Saved data entries
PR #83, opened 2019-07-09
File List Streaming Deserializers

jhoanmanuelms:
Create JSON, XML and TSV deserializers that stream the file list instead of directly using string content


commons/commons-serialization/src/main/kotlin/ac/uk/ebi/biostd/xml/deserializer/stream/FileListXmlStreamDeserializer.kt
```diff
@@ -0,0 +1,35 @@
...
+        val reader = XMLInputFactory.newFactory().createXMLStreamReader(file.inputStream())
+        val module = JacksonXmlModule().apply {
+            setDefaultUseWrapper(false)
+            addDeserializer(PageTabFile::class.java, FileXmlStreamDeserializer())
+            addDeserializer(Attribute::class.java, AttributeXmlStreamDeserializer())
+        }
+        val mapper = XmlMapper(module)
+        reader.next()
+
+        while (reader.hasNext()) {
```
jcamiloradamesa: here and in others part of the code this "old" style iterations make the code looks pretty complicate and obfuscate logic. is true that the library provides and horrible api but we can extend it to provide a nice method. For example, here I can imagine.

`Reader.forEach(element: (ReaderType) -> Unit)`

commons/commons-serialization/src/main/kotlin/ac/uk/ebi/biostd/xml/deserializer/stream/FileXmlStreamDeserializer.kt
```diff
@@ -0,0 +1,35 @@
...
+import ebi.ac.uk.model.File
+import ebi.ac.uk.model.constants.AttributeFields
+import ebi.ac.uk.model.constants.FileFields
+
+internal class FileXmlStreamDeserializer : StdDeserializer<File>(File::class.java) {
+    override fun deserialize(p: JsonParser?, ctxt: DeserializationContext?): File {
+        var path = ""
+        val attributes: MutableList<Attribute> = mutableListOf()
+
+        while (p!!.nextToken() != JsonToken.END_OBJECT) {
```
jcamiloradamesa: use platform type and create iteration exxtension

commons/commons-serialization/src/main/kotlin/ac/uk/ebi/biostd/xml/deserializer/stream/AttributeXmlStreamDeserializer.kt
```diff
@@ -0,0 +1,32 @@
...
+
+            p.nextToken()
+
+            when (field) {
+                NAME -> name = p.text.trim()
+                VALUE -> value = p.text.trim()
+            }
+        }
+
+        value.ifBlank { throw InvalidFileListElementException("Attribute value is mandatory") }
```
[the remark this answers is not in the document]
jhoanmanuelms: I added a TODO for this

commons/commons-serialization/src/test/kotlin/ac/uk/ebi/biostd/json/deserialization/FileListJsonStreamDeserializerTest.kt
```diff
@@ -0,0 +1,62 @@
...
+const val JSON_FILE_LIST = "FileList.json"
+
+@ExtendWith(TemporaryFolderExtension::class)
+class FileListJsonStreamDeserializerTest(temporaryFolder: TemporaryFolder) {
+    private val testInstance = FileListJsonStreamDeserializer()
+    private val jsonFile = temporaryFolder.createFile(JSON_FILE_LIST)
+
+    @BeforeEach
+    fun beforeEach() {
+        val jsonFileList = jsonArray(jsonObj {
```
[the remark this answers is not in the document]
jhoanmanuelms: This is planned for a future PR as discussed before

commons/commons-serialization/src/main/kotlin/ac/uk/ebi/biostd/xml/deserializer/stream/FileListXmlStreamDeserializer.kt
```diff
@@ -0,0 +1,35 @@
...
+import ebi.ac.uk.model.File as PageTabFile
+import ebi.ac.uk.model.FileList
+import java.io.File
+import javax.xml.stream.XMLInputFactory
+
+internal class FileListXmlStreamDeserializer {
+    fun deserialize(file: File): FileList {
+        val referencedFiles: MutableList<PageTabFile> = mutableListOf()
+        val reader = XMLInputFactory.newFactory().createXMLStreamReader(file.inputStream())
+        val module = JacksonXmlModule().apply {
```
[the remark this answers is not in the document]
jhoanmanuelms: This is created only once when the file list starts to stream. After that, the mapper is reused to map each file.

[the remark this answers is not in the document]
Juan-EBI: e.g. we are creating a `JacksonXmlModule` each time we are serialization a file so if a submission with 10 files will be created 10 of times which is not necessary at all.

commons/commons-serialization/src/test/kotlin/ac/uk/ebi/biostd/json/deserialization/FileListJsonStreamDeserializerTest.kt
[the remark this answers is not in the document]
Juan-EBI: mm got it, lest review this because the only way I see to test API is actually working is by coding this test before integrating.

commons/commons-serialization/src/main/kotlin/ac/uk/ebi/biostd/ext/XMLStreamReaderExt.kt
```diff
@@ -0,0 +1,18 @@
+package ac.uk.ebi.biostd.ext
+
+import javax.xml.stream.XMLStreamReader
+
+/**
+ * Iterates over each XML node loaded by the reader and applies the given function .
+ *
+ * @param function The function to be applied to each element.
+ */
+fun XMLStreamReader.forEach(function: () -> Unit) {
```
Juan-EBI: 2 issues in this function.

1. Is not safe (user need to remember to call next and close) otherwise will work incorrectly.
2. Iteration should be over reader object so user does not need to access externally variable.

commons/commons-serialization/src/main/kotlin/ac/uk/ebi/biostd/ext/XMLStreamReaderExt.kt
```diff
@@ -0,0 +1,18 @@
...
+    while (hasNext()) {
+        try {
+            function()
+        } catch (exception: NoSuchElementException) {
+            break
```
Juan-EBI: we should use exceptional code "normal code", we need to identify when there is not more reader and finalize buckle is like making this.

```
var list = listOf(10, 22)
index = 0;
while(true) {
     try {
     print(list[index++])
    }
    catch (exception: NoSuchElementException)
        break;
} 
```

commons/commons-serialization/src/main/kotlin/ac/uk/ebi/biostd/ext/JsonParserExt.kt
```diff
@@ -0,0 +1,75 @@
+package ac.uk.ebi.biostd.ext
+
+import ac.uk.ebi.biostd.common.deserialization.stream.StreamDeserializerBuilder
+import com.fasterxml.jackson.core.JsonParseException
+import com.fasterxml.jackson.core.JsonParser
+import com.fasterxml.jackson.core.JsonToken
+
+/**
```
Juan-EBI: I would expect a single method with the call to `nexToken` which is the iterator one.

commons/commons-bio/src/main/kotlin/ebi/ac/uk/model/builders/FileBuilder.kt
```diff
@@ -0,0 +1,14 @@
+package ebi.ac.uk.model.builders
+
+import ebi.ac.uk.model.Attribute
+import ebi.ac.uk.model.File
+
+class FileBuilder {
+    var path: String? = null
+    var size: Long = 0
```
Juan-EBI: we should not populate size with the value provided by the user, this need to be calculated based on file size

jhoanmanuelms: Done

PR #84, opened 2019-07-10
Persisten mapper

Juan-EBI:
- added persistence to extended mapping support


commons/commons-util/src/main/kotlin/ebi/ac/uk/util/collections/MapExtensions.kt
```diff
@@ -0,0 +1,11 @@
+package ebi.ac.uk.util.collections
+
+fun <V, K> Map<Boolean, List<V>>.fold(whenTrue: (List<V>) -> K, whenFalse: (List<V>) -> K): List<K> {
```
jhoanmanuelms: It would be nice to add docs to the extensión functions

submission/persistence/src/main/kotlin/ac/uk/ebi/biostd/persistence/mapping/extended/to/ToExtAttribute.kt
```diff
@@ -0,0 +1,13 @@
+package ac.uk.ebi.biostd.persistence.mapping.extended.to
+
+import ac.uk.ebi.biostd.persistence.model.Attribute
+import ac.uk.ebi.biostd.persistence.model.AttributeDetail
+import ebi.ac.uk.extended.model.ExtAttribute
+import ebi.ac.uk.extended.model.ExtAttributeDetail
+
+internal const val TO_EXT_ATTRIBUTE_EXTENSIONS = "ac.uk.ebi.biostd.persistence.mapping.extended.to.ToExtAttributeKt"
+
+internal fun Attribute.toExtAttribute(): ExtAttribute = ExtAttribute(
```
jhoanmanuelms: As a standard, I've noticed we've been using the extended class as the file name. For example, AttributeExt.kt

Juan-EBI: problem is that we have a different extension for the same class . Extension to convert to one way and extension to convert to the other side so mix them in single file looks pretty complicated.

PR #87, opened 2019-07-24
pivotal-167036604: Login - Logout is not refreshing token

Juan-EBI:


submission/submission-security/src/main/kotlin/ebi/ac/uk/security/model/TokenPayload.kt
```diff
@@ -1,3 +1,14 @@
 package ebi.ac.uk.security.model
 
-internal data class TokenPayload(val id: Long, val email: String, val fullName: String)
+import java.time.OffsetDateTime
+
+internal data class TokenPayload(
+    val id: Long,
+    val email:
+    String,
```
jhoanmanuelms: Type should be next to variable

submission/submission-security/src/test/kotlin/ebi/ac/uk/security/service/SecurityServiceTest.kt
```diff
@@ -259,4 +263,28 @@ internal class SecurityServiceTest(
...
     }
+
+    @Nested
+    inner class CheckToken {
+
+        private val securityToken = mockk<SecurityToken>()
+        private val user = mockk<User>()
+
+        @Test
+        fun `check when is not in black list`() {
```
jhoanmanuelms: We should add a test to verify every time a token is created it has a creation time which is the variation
---
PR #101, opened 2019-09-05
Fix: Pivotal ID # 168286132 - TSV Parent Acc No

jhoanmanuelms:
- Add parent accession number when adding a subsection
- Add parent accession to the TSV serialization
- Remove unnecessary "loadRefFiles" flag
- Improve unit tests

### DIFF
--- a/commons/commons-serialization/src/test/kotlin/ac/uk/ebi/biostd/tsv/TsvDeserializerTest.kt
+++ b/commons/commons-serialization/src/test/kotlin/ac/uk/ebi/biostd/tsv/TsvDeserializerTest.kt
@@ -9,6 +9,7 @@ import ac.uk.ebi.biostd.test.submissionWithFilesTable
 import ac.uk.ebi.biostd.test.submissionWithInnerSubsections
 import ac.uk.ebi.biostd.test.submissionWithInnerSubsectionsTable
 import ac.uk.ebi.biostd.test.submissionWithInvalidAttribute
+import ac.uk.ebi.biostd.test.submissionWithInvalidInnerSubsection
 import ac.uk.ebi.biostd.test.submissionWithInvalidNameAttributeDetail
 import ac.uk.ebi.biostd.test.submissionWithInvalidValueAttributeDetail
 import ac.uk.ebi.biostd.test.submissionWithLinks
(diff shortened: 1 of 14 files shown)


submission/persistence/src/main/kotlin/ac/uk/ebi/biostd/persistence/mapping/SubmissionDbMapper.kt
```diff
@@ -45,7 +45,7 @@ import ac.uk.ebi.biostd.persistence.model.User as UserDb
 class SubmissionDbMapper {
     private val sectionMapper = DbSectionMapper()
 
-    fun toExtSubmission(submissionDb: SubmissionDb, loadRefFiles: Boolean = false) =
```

→ What to do:
Copy every line of the data where "builders" is found.

→ Exercise answer:
commons/commons-bio/src/main/kotlin/ebi/ac/uk/model/builders/FileBuilder.kt
+package ebi.ac.uk.model.builders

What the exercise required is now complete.